— Source data —

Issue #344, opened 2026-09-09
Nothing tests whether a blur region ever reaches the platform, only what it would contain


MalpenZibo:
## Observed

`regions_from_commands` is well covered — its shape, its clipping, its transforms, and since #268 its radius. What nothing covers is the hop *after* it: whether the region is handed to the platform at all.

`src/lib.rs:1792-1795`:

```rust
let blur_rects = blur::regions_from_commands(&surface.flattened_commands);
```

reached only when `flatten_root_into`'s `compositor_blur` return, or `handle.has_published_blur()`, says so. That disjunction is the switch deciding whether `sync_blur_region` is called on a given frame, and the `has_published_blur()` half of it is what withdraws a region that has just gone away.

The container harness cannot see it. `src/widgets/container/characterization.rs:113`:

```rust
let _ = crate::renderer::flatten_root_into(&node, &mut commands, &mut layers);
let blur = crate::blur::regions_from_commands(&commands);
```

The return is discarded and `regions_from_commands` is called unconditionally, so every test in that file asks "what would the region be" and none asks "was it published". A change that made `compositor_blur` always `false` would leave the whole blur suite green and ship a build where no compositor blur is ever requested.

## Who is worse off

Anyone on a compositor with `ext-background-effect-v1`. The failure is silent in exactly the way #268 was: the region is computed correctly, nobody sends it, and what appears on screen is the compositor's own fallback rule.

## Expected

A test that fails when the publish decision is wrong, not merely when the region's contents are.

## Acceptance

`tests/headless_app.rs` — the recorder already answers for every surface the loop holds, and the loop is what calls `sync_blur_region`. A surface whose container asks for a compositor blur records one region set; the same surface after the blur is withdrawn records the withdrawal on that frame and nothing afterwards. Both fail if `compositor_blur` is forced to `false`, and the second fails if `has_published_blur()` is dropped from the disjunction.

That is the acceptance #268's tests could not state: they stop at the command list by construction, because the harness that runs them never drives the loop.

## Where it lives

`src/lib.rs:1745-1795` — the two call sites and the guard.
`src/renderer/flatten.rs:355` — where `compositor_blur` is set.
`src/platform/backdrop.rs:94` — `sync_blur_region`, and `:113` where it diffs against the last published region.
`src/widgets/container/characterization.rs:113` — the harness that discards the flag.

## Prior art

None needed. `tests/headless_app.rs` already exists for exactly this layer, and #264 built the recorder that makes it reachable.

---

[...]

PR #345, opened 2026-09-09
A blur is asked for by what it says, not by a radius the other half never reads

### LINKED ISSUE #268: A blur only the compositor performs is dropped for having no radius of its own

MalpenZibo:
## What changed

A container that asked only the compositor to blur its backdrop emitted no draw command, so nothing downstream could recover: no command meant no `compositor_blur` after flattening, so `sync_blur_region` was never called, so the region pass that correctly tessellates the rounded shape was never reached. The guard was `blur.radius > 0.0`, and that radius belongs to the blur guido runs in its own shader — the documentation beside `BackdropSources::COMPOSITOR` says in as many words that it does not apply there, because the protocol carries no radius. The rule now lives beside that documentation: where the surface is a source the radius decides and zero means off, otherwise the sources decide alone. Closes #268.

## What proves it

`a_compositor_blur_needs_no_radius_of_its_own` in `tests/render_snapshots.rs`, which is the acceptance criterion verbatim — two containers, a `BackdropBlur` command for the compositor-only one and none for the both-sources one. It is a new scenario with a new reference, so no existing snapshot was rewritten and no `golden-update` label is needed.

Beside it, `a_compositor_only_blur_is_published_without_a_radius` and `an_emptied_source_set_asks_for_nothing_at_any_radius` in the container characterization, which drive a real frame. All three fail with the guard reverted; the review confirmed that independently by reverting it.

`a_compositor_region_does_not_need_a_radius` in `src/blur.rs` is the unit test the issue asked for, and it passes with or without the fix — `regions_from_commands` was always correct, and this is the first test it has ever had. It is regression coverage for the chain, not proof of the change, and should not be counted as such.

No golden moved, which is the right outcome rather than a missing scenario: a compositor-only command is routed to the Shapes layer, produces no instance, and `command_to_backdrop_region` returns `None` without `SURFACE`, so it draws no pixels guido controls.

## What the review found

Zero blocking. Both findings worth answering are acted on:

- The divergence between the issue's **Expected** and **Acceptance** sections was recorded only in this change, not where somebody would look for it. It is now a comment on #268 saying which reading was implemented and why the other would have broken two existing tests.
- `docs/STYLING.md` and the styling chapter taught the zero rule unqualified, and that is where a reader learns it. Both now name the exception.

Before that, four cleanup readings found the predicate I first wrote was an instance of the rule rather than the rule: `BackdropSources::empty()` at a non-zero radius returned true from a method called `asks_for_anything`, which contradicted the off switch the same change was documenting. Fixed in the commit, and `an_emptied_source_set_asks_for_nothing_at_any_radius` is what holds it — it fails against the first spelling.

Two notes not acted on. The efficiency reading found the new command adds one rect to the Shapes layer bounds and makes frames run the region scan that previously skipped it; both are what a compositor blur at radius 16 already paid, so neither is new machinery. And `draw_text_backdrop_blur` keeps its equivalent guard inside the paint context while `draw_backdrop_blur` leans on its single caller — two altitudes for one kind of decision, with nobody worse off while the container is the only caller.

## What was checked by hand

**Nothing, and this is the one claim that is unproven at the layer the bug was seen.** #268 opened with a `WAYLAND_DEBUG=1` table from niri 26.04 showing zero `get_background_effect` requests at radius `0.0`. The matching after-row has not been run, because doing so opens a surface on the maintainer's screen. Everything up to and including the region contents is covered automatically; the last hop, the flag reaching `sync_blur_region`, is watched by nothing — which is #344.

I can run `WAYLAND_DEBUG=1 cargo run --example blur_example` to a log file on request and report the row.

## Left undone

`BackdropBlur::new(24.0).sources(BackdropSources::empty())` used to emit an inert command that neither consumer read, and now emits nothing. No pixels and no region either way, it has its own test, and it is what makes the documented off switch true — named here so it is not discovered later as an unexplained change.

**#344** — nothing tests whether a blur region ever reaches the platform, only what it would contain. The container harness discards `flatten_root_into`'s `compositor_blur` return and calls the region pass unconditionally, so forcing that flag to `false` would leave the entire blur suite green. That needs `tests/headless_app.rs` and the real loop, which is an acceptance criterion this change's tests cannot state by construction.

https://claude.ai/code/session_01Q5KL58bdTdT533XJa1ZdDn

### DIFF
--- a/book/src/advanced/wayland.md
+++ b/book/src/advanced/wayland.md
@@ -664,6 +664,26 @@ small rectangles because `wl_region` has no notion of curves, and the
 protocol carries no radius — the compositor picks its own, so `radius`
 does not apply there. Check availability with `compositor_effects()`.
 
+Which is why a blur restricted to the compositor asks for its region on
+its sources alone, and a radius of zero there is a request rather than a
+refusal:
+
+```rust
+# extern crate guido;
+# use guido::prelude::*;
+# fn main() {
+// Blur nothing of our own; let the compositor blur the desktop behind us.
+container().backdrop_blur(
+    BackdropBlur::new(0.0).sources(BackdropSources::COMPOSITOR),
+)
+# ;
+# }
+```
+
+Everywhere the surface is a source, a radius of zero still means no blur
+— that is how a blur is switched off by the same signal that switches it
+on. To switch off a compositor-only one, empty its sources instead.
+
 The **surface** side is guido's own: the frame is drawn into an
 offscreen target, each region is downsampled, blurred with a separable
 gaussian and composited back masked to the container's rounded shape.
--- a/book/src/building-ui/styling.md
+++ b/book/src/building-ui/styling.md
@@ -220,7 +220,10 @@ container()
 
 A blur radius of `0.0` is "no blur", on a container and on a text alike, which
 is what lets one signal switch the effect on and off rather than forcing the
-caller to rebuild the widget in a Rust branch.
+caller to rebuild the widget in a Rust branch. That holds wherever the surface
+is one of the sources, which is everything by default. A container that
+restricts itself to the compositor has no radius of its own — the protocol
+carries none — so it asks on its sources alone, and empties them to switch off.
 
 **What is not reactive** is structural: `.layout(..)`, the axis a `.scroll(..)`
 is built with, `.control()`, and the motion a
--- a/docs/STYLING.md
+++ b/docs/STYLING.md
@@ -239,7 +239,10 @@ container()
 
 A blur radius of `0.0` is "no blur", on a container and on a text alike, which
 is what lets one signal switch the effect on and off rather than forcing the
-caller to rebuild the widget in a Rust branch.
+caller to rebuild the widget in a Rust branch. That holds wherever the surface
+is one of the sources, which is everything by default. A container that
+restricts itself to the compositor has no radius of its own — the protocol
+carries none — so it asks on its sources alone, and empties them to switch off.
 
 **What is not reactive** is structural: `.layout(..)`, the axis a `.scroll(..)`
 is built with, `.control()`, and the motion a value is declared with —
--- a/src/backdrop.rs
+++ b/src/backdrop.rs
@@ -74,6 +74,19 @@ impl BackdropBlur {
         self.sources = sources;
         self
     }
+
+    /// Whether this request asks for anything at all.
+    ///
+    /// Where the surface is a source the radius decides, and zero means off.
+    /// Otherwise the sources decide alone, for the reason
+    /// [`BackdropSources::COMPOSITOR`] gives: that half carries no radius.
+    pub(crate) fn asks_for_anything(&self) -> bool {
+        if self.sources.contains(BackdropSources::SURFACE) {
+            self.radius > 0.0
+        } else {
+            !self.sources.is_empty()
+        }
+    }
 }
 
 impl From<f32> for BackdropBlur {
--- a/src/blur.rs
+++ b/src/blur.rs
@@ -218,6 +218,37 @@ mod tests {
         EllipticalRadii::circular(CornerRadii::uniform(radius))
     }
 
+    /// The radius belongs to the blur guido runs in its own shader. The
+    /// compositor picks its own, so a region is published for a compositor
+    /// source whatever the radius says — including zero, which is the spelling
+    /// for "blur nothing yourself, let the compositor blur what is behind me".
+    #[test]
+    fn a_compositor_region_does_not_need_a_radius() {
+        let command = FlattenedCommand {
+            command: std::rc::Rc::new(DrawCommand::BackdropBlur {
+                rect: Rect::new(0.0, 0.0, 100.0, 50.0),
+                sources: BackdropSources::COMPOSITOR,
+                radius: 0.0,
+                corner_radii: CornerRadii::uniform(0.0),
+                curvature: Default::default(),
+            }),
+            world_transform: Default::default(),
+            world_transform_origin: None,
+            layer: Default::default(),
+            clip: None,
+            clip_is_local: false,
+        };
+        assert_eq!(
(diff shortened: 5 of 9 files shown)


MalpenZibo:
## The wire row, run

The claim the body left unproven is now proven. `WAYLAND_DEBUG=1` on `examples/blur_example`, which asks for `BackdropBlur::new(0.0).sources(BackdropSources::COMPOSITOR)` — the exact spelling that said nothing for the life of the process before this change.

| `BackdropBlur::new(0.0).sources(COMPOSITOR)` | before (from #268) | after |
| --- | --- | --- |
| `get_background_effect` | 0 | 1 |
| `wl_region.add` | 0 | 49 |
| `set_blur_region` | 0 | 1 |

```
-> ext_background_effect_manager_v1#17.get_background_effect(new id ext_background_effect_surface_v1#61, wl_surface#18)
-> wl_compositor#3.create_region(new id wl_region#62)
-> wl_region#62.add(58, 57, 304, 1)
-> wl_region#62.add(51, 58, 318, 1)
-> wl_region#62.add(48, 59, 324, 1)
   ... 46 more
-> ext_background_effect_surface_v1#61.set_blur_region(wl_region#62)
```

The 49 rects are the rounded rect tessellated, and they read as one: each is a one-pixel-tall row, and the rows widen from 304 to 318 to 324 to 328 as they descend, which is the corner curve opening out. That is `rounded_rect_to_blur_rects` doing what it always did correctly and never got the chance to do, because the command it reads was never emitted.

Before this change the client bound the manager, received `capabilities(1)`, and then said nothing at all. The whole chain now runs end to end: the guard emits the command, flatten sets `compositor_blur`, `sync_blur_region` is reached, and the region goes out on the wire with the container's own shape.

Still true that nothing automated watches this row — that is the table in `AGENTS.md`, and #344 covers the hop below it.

— Action item —
In how many lines of the entries does "contents" appear? Reply with only the number.

— Task solution —
2